**TASK DESCRIPTION:**
Up to and including the line with "PR #2074, opened 2018-09-11", reproduce the listing below exactly, beginning at its first line.

**DATASET ENTRIES:**
☆ ☆ ☆

PR #2073, opened 2018-09-11
Remove references to Scout

kevinrobinson:
# Who is this PR for?
developers

# What problem does this PR fix?
cleanup

# What does this PR do?
remove references to a service we previously removed

PR #2074, opened 2018-09-11
Fix flaky assertion in TransitionNote authorizer spec

kevinrobinson:
Fixes https://travis-ci.org/studentinsights/studentinsights/builds/427366527, which was revealed from merging unrelated changes in https://github.com/studentinsights/studentinsights/pull/2073.


kevinrobinson:
selfie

☆ ☆ ☆

**WRITTEN SOLUTION:**
PR #2073, opened 2018-09-11
Remove references to Scout

kevinrobinson:
# Who is this PR for?
developers

# What problem does this PR fix?
cleanup

# What does this PR do?
remove references to a service we previously removed

PR #2074, opened 2018-09-11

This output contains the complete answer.